_REQUIRED WORK_. A word-for-word restatement of all the records is the required answer.

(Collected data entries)
PR #924, opened 2016-10-04
chore: Use pytest runner instead of nose collector for "setup.py test"

kgriffs:
See also: http://docs.pytest.org/en/latest/goodpractices.html?highlight=setup#integrating-with-setuptools-python-setup-py-test-pytest-runner

### DIFF
--- a/.gitignore
+++ b/.gitignore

_WRITTEN REPLY_.
PR #924, opened 2016-10-04
chore: Use pytest runner instead of nose collector for "setup.py test"

kgriffs:
See also: http://docs.pytest.org/en/latest/goodpractices.html?highlight=setup#integrating-with-setuptools-python-setup-py-test-pytest-runner

### DIFF
--- a/.gitignore
+++ b/.gitignore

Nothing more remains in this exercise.